PR #9, opened 2026-03-13
feat(metric-structure-table): implement metric structure creation logic

dusanparipovic:


src/input_gems_business_view.py
aoustry, line 1: I think it is better to just keep it in views.py

src/input_gems_business_view.py
```diff
@@ -0,0 +1,71 @@
...
+from gems.study.parsing import InputSystem, parse_yaml_components  # type: ignore[import-untyped]
+
+from src.calendar import Calendar
+from src.catalog import Catalog
+from src.metrics import BusinessViewConfig
+from src.simulation_table import SimulationTable
+from src.taxonomy import Taxonomy
+
+
+class InputGemsBusinessView:
```
aoustry: I don't really see the interest of this class with respect to the class ViewBuilder -> I think you can just rename this class ViewBuilder and move it in views.py.

src/views.py
```diff
@@ -12,53 +12,31 @@
...
 from dataclasses import dataclass
 
 import polars as pl
-from gemspy.gems.input_system import InputSystem  # type: ignore[import-not-found]
+from gems.study.parsing import InputSystem  # type: ignore[import-untyped]
 
-from location import LocationPorts
-from metrics import BusinessViewConfiguration
-from simulation import SimulationTable
+from src.metrics import BusinessViewConfig
```
aoustry: - [x] Could you remove the word "Business" from the dataclass and methods names? (ex: BusinessView => View). Sorry for that !

src/base_model.py
```diff
@@ -10,13 +10,10 @@
...
+from pydantic import BaseModel, ConfigDict
 
-@dataclass
-class LocationPorts:
-    """
-    Location/ports: set of str or None
-    """
 
-    location_ports: frozenset[str] | None
+class GEMSViewBuilderBaseModel(BaseModel):
```
aoustry: Please rename in ViewBuilderBasedModel and move it in views.py

src/metrics.py
```diff
@@ -10,108 +10,65 @@
...
+    In memory representation of the business_view_config.yml file.
     """
 
-    id: str
-    scope: Scope
-    catalogs: list[Catalog]
-    aggregation: Aggregation
-    metrics: list[tuple[str, str]]
+    def __init__(self, config_file_path: Path) -> None:
+        parsed = self._load_business_view_file(config_file_path)
```
aoustry: load_view_config_file

src/metrics.py
```diff
@@ -10,108 +10,65 @@
...
+            item.taxonomy_category for item in parsed.scope if item.taxonomy_category
+        )
+        self.calendar_id: str = next(item.calendar for item in parsed.scope if item.calendar)
+        self.catalog_ids: list[str] = [c.id for c in parsed.catalog]
+        self.time_aggregation: TimeAggregation | None = parsed.aggregation[0].time if parsed.aggregation else None
+        self.metrics: set[tuple[str, str]] = {
+            (parts[0], parts[1]) for m in parsed.metrics if len(parts := m.id.split(".", 1)) == 2
+        }
+
+    def _load_business_view_file(self, business_view_file_path: Path) -> BusinessViewData:
```
aoustry: load_view_config_file

src/input_gems_business_view.py
```diff
@@ -0,0 +1,71 @@
...
+        self,
+        input_data_path: Path,
+    ) -> None:
+        self._check_input_data_structure(input_data_path)
+        self.simulation_table = SimulationTable(next(input_data_path.glob("simulation_table*")))
+        self.calendar = Calendar(next(input_data_path.glob("calendar*")))
+        self.system = self._load_system(input_data_path)
+        self.taxonomy = Taxonomy(input_data_path / "taxonomy.yml")
+        self.business_view_config = BusinessViewConfig(input_data_path / "business_view_config.yml")
+        self.catalogs: list[Catalog] = [
```
aoustry: I wonder wether calendar and catalogs are needed at this level, if they appear in business_view_config

aoustry (changes requested):

src/base_model.py
dusanparipovic: I would rather like to keep renamed class inside separated file to avoid circular import. 
I faced with that problem right now.

src/input_gems_business_view.py
dusanparipovic: All right removed !

src/model_library.py
```diff
@@ -0,0 +1,156 @@
...
+    id: str
+    expression: str
+
+
+class ObjectiveContributionDef(ViewBuilderBasedModel):
+    id: str
+    expression: str
+
+
+class ModelDefinition(ViewBuilderBasedModel):
```
aoustry: Why not using the GemsPy Model class ? (->extend it ?)

gems_views_builder/library.py
```diff
@@ -0,0 +1,156 @@
...
+class LibraryData(ViewBuilderBasedModel):
+    """Root structure of a library yml file."""
+
+    id: str
+    description: str = ""
+    port_types: list[PortTypeDef] = Field(default=[], alias="port-types")
+    models: list[ModelDefinition] = []
+
+
+class ModelLibrary:
```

_EXERCISE DIRECTIONS_
Scan the listing for the string "InputSystem" and copy every line that carries it.

_RESPONSE TO THE EXERCISE_
+from gems.study.parsing import InputSystem, parse_yaml_components  # type: ignore[import-untyped]
-from gemspy.gems.input_system import InputSystem  # type: ignore[import-not-found]
+from gems.study.parsing import InputSystem  # type: ignore[import-untyped]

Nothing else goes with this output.